> [Records provided]:

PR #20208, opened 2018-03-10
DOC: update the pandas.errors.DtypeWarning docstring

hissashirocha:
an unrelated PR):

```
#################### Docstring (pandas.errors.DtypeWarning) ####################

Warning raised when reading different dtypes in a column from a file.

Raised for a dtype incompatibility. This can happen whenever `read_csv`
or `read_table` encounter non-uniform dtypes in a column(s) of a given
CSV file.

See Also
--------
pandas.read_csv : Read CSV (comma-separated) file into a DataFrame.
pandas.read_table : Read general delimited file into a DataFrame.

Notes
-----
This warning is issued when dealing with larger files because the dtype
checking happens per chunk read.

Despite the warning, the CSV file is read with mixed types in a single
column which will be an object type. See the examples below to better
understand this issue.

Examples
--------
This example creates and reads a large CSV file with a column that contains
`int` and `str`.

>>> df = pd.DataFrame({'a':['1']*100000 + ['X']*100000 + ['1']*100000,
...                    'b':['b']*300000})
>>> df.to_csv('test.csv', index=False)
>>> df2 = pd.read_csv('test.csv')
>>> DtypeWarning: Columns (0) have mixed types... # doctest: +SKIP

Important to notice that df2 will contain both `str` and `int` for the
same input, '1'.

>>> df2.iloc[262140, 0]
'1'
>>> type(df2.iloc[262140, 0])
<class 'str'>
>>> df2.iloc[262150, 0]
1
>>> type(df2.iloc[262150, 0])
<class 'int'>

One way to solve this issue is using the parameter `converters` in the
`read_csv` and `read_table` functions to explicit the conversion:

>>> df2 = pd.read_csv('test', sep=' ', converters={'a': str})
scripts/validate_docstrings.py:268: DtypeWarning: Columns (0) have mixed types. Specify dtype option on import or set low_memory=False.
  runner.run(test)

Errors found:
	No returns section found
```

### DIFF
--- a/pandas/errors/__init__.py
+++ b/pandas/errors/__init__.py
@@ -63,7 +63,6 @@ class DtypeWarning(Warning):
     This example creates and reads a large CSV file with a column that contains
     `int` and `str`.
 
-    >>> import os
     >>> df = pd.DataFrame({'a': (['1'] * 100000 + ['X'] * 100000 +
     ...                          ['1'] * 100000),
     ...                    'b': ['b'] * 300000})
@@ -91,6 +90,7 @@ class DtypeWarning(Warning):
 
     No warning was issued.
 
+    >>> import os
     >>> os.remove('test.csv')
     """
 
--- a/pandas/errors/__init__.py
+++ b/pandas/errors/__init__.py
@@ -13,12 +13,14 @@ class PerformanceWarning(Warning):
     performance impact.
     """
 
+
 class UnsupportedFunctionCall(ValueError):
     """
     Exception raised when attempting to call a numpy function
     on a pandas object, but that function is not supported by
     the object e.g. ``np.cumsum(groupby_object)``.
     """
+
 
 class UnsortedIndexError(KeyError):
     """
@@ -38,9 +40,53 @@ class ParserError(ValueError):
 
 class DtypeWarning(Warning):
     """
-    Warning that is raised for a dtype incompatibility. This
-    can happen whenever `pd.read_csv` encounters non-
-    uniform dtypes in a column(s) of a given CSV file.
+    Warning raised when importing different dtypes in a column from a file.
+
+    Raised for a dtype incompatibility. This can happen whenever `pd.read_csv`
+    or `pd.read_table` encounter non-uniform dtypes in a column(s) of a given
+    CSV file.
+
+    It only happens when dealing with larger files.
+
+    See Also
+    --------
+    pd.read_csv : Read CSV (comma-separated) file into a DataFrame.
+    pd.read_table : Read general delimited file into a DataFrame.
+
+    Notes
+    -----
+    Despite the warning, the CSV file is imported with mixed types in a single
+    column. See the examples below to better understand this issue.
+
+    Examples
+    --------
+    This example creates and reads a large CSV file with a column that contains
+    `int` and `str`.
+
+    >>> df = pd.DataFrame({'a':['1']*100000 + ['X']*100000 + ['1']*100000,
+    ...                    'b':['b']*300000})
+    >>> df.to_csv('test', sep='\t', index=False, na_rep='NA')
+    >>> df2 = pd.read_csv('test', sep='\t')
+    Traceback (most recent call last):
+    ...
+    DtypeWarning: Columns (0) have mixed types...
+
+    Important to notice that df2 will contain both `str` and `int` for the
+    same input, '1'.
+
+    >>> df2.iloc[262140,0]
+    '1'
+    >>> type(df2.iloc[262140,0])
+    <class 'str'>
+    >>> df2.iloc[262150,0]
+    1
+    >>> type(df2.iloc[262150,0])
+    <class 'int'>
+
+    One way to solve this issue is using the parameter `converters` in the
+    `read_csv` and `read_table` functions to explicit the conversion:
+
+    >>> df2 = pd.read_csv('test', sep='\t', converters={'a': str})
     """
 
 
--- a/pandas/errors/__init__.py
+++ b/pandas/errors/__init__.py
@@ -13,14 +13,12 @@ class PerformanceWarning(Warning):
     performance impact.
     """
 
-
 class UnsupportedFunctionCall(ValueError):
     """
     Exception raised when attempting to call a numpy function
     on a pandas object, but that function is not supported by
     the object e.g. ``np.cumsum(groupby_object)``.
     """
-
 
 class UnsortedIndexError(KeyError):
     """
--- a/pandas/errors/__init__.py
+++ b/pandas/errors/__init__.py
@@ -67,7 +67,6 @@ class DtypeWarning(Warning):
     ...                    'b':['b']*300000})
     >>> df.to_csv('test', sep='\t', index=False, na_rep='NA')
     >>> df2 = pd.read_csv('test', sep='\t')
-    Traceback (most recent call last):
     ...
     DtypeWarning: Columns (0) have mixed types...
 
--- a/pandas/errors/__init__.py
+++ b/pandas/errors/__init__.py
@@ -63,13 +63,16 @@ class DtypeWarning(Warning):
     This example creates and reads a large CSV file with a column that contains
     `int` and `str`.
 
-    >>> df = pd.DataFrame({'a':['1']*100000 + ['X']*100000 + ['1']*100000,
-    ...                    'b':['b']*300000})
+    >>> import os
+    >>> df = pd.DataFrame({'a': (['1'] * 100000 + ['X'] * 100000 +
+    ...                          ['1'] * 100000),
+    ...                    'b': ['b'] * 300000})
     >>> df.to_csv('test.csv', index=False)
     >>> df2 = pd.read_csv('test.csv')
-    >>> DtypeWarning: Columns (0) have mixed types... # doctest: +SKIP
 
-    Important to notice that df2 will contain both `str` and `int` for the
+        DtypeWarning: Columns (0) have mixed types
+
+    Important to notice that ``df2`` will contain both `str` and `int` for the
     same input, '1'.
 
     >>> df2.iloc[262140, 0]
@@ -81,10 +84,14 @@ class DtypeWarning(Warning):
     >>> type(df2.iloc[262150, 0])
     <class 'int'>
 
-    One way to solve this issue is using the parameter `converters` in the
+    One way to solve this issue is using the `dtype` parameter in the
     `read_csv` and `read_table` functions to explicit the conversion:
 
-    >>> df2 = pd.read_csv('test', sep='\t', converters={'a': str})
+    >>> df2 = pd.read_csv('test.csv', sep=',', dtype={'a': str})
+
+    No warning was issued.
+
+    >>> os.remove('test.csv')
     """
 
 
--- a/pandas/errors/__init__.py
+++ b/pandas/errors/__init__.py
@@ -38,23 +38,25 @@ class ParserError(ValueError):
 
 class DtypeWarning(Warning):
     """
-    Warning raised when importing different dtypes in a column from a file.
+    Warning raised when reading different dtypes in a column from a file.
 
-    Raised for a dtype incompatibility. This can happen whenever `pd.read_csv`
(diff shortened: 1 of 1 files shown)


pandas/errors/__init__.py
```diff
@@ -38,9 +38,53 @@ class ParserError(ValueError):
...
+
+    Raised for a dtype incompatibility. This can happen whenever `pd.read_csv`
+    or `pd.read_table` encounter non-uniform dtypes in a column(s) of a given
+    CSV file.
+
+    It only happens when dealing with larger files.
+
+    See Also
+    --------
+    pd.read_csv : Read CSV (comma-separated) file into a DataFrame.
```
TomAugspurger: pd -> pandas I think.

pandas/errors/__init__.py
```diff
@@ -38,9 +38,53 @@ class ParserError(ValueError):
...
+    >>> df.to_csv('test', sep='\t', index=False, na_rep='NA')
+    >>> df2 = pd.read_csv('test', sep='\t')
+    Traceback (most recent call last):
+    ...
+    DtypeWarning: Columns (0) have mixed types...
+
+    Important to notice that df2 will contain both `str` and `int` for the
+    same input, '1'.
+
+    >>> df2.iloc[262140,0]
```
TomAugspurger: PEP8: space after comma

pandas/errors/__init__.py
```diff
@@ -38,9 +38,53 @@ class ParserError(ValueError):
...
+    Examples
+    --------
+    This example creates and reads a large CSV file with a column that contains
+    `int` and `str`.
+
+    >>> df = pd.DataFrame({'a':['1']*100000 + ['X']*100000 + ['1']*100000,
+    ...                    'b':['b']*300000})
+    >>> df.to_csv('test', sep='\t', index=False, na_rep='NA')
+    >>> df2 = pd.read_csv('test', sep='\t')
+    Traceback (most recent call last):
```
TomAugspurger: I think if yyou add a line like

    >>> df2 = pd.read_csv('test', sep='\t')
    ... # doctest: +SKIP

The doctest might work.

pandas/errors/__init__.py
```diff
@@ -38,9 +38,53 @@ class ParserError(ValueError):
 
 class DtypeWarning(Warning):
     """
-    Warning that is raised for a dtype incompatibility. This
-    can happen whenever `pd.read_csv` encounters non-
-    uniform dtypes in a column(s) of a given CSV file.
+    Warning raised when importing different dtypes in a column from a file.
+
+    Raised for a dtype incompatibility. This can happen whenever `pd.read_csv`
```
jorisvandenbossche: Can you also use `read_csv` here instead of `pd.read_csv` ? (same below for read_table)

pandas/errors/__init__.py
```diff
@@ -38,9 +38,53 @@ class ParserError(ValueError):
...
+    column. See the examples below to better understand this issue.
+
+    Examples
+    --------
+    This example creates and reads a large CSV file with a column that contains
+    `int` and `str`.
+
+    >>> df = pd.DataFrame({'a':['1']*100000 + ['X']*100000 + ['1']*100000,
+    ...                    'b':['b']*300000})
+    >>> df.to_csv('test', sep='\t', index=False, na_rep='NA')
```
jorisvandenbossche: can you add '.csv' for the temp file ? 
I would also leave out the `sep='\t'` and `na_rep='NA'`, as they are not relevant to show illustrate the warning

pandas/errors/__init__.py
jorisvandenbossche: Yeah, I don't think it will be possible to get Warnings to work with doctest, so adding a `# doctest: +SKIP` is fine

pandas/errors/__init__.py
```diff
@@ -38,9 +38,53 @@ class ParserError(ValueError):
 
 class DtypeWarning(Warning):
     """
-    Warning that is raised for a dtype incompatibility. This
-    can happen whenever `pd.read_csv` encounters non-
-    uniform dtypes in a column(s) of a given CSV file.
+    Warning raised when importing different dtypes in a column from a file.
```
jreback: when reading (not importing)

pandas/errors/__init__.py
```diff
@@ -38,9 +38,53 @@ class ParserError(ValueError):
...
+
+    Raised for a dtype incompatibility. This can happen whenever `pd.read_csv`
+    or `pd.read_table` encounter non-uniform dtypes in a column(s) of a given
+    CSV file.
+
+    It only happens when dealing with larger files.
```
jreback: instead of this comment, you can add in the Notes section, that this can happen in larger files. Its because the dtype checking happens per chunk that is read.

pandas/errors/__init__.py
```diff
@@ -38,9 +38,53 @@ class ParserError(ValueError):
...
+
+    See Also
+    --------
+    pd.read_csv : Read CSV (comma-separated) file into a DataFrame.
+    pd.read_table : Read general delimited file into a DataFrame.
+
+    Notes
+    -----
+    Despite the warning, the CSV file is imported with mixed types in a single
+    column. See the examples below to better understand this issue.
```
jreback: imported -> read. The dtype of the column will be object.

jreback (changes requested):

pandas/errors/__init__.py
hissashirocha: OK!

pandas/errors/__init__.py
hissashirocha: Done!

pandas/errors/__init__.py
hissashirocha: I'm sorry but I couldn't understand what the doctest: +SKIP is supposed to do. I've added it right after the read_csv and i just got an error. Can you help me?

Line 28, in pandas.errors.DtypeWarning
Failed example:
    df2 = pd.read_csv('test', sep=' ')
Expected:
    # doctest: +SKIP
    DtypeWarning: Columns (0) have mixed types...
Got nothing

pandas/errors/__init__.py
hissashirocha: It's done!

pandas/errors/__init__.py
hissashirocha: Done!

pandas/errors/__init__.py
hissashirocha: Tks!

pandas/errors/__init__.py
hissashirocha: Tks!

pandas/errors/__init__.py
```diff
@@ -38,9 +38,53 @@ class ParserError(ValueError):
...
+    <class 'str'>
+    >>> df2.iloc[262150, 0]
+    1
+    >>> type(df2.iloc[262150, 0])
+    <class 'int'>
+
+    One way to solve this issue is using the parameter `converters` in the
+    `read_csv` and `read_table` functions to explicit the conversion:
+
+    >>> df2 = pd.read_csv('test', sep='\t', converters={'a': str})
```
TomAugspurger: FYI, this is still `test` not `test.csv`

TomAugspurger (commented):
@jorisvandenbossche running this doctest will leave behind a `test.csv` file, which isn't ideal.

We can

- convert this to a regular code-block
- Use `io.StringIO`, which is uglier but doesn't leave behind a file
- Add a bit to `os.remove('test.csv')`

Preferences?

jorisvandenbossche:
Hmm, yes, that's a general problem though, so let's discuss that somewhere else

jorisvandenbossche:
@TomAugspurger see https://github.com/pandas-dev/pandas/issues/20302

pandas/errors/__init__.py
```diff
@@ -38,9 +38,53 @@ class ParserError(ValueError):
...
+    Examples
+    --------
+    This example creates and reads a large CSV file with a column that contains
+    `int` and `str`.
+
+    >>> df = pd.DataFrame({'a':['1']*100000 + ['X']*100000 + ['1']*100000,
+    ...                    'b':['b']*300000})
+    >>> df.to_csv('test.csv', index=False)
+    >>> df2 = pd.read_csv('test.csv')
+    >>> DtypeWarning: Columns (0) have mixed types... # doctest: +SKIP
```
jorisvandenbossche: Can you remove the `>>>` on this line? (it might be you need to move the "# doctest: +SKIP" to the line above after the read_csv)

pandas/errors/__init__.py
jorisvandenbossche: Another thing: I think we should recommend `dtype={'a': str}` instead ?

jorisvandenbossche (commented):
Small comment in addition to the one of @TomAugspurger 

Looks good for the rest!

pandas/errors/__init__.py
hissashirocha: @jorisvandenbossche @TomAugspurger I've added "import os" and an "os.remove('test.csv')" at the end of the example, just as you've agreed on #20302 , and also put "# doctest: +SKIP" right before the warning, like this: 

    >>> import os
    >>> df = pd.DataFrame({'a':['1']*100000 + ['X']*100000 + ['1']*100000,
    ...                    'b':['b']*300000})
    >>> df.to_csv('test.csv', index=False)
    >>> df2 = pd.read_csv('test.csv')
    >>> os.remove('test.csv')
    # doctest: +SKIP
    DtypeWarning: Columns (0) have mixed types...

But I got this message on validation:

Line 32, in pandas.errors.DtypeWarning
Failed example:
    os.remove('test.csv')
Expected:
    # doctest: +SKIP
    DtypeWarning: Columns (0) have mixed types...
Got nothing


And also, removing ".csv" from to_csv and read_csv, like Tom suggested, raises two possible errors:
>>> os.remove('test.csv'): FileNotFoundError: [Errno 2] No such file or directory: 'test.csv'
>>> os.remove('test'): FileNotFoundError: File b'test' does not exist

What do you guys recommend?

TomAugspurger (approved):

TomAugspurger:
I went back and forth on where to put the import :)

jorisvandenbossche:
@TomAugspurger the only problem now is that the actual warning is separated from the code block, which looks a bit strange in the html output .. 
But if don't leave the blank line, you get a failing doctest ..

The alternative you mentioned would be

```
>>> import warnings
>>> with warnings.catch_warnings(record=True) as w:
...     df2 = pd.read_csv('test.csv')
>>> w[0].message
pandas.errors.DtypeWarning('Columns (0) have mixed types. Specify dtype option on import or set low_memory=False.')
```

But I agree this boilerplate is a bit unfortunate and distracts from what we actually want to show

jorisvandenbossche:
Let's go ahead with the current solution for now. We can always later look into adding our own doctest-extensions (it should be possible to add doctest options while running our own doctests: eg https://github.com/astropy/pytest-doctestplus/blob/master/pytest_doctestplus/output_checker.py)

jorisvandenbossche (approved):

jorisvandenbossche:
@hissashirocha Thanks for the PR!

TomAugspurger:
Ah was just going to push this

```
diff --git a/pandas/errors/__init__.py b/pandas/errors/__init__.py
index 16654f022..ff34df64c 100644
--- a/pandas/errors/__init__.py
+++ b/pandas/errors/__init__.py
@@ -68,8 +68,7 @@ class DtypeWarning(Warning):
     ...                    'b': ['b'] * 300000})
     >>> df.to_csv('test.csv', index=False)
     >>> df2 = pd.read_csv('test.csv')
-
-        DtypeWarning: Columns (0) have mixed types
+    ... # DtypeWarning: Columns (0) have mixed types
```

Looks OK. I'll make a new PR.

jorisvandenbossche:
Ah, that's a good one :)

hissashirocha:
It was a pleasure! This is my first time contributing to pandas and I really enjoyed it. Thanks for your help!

> [Work required]: In the lines above, find the word "because" and copy every line it occurs in.

> [Result of this exercise]:
This warning is issued when dealing with larger files because the dtype
jreback: instead of this comment, you can add in the Notes section, that this can happen in larger files. Its because the dtype checking happens per chunk that is read.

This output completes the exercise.